Search the records below for the word "indexOffsetFactor". Pull out each line that has it.

------------------------------

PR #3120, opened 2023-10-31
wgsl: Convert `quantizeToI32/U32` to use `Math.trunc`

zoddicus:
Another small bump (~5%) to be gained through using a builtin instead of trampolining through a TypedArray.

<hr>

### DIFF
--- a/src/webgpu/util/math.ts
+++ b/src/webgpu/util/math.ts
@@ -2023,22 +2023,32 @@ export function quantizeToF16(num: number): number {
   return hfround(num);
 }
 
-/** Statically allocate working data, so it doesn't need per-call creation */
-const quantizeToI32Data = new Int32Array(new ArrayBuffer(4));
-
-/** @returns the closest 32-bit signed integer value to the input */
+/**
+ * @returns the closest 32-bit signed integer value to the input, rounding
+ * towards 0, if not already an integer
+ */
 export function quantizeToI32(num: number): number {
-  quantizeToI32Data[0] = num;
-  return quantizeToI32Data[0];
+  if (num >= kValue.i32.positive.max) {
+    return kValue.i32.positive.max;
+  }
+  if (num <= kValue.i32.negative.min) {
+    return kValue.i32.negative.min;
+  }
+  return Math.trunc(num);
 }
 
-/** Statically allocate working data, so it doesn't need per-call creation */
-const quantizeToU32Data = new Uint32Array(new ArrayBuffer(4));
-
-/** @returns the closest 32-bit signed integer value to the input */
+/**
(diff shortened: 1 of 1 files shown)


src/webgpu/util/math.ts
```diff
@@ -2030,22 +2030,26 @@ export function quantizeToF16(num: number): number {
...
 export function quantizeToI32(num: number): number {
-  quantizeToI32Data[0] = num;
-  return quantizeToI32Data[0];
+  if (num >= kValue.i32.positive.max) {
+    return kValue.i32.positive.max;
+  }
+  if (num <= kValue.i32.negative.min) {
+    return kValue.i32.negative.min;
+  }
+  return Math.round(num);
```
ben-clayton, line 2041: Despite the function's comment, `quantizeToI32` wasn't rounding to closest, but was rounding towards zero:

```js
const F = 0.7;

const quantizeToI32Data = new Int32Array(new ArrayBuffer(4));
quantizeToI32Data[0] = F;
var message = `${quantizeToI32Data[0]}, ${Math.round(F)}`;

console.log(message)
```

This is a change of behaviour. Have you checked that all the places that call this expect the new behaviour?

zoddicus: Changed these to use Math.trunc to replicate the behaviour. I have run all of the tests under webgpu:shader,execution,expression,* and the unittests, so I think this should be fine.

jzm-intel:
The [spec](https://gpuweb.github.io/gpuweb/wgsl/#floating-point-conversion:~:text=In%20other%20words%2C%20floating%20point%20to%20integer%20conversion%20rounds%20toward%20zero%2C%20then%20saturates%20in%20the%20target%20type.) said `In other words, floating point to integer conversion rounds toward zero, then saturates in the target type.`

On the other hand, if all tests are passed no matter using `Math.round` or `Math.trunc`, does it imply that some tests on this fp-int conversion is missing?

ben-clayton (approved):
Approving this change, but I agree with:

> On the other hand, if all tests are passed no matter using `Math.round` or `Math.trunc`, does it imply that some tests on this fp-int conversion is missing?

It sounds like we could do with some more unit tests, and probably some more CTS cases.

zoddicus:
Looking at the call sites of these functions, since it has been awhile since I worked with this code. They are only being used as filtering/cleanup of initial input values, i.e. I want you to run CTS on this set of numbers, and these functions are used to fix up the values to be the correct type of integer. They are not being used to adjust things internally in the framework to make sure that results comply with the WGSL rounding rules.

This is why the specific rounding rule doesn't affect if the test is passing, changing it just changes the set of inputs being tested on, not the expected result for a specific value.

------------------------------

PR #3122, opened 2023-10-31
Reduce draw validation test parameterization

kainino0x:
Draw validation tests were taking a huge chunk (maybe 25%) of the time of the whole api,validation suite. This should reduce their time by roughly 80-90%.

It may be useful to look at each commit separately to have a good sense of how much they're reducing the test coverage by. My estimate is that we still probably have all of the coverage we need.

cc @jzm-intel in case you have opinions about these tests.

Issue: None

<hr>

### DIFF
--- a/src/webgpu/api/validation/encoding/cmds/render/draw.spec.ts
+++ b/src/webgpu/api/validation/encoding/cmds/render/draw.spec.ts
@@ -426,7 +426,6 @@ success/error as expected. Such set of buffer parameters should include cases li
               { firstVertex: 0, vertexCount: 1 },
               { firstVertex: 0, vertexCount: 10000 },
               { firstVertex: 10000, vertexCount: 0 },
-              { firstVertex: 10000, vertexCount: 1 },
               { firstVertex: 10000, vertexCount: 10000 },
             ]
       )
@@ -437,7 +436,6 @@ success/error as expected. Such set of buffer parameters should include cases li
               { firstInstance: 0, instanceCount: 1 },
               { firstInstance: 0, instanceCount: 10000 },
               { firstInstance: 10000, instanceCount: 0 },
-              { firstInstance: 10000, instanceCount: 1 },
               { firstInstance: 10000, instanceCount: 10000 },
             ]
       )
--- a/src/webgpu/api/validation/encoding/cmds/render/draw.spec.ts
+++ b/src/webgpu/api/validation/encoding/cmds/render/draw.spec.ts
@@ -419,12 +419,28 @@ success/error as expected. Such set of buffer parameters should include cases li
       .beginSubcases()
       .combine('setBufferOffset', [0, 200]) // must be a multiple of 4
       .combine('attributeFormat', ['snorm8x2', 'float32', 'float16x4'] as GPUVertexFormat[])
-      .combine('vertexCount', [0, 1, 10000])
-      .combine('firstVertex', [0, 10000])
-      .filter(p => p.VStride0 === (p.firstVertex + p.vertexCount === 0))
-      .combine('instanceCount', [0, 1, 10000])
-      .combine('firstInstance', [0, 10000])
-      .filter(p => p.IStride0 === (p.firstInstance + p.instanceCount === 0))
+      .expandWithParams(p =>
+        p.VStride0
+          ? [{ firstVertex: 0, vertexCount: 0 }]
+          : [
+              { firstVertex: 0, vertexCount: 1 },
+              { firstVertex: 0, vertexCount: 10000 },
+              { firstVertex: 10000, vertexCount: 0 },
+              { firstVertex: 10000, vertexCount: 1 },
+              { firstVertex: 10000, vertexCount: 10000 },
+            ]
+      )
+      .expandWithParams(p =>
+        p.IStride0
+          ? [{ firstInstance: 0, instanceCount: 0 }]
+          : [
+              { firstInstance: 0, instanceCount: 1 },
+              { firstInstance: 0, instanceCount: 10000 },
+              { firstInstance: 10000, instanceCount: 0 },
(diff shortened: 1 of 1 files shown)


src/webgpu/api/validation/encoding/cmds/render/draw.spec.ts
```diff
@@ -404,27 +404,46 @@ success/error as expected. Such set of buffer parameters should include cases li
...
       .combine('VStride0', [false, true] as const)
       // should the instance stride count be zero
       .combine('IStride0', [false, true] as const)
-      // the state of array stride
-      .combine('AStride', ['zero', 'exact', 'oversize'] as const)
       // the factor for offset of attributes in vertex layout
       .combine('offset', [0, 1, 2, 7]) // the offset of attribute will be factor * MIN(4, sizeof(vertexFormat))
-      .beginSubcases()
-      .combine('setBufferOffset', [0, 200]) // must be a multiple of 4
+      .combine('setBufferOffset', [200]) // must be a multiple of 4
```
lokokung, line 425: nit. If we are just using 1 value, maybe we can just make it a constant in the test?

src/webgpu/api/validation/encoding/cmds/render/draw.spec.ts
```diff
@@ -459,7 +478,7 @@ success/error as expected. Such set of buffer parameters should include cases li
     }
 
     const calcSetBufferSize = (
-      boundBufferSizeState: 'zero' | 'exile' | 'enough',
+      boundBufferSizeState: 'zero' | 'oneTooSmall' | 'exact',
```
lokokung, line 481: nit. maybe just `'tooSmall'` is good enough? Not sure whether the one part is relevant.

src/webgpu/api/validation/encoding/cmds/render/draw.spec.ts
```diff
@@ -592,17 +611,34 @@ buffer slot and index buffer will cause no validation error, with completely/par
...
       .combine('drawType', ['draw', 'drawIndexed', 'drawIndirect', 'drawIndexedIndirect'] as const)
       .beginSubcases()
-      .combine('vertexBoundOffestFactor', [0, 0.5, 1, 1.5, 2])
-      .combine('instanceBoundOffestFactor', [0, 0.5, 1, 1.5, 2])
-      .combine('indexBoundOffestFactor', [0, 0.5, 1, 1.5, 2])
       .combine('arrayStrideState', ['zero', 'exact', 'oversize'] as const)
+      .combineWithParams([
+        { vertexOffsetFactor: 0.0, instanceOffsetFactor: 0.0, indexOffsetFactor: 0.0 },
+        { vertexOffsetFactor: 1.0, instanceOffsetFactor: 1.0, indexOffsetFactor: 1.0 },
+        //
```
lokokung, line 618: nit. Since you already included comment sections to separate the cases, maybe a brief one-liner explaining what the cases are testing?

------------------------------

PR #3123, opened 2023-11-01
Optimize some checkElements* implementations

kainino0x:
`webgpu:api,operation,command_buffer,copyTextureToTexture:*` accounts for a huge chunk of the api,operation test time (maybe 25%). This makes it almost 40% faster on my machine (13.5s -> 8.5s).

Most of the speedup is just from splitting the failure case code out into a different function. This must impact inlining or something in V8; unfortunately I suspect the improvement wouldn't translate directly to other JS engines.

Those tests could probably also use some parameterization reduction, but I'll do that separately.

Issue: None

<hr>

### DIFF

------------------------------

### WRITTEN REPLY
+        { vertexOffsetFactor: 0.0, instanceOffsetFactor: 0.0, indexOffsetFactor: 0.0 },
+        { vertexOffsetFactor: 1.0, instanceOffsetFactor: 1.0, indexOffsetFactor: 1.0 },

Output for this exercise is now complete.